02 | The First Big Discovery!
It was on a business trip to Washington D.C. in 1980 that my big breakthrough in Odaffer genealogy took place. I had been collecting data on the family since 1956, and had a lot of information about Odaffers in the United States, but little knowledge of where they originally came from. All anyone could tell me, or I could find was that they probably came from Germany! That wasn’t much to go on.
I had some extra time in the evening after the business meeting, so I took a taxi to the Daughters of American Revolution Genealogy Library.

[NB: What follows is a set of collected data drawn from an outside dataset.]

Issue #30, opened 2019-09-02
The 3rd-party libraries used in Renormalizer 


jjren:
There are several 3rd-party libraries used in Renormalizer.
I would like to list them all and figure out their roles in the whole package. 
Please help to check and finish it. @liwt31 

1. /lib/davidson.py       
https://github.com/pyscf/pyscf/blob/master/pyscf/lib/linalg_helper.py
davidson diagonalization 

2. lib/_ivp
scipy.integrate
solve initial value problem 
(I guess this file is modified for Cupy, right? If the scipy.integrate is upgraded, what should we do?)

3. lib/krylov.py
https://github.com/cmendl/pytenet/blob/master/pytenet/krylov.py
Krylov space method to calculate e^{iH\tau} \Psi

4. utils/qutip_utils.py
It seems that qutip_utils.py calculates the matrix element of some basic operators.

liwt31:
As for 2: it's heavily modified to be compatible with CuPy. In the near future when [NEP18](https://numpy.org/neps/nep-0018-array-function-protocol.html) is enabled, we might be able to use NumPy array and CuPy array interchangeably and the modified lib in `lib/_ivp` will become unnecessary.
As for 4: it's not a third party lib. I wrote them actually.

jjren:
I mean some qutip function like qutip.destroy, qutip.identity.

liwt31:
> I mean some qutip function like qutip.destroy, qutip.identity.

This is okay, otherwise, we need to include NumPy and lots of other packages either.

Issue #28, opened 2019-09-02
Proper license should be added


jjren:
I think a proper license should be added. What do you think about it? @liwt31

liwt31:
Some reasonable choices:
- MIT. Used in [pytenet](https://github.com/cmendl/pytenet/blob/master/LICENSE)(BSD-2 seems to be similar with MIT), [evoMPS](https://github.com/amilsted/evoMPS/blob/master/LICENSE.txt)
- Apache 2.0. Used in [pyscf](https://github.com/pyscf/pyscf/blob/master/LICENSE), [quimb](https://github.com/jcmgray/quimb/blob/develop/LICENSE.txt), [ITensor](https://github.com/ITensor/ITensor/blob/v3/LICENSE), [TensorNetwork](https://github.com/google/TensorNetwork/blob/master/LICENSE)
- GPL. Used in [tenpy](https://github.com/tenpy/tenpy/blob/master/LICENSE)

MIT is the freest license, it almost has no limitations to users. Apache is slightly more strict, requiring users to state their changes. GPL is the most strict one, requiring users to use GPL license.

I'm preferring Apache because it seems to be the most popular one.

liwt31:
Another issue about licenses is that we need to include licenses of the third-party libs that we use, which is written in the terms of their license. I think I can figure this out when I have some time.

jjren:
Apache 2.0 seems appropriate. 
I just opened an issue #30 to list all the 3rd-party libraries in Renormalizer.

PR #33, opened 2019-09-05
add 3rd party lib licenses

liwt31:
Add 3rd party lib licenses according to #28 and #30.
- For davidson from pyscf, apache2 is used. Thus we include a license and state changes.
- For integrator from scipy, BSD3 is used . Thus we include their license.
- For krylov expm from pytenet, BSD2 is used. Thus we include their license.


renormalizer/mps/solver.py
```diff
@@ -7,7 +7,7 @@
 import scipy
 
 
-from renormalizer.lib.davidson import davidson
+from renormalizer.lib import davidson
```
jjren: why is this import different from the style in /lib/__init__.py 
"from renormalizer.lib.davidson.davidson import davidson"?

liwt31: In `lib/init.py` it can be understood as `from .davidson.davidson import davidson`. 
After `lib/init.py` is executed, the `davidson` function appears under `renormalizer.lib` and we can import this way here.

jjren: got it.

I spent a couple hours in the library, but didn”t find a thing about the Odaffer family. “What a waste of time,” I thought, and prepared to leave. As usual, I glanced at the books on the shelves as I was walking down the aisle to leave the Library. For some reason- I have no idea why- I saw a book entitled “German Mercenary Soldiers who Fought for the British in the Revolutionary War” and picked it up!
As I was thumbing through the book, I was thrilled and excited to see what I later came to call “the first missing link.” It read as follows.
ODOERFER, Wolfgang, private A/5 Deserted 12 October 1782. According to Stadtarchiv Ansbach Am 1041, “he had spent all of his estate and, therefore, had to enter military service. He has a wife, a 15 year old son, and a 12 year old daughter who are in very straitened circumstances.”
Why Was This Such a Big Discovery?
I had earier traced our family back to John Odoerfer, whose name I found spelled that way in the Library of Congress records for Clear Spring and Concocheaque, Maryland, and knew that this was a real find!
It almost seemed that the finding of this link was a result of Divine Guidance, given how easy it would have been not to encounter and look at that particular book, but it was the beginning of a truly exciting genealogical adventure which has taken me to places I never thought I’d go, to find out more about the history of this very interesting family.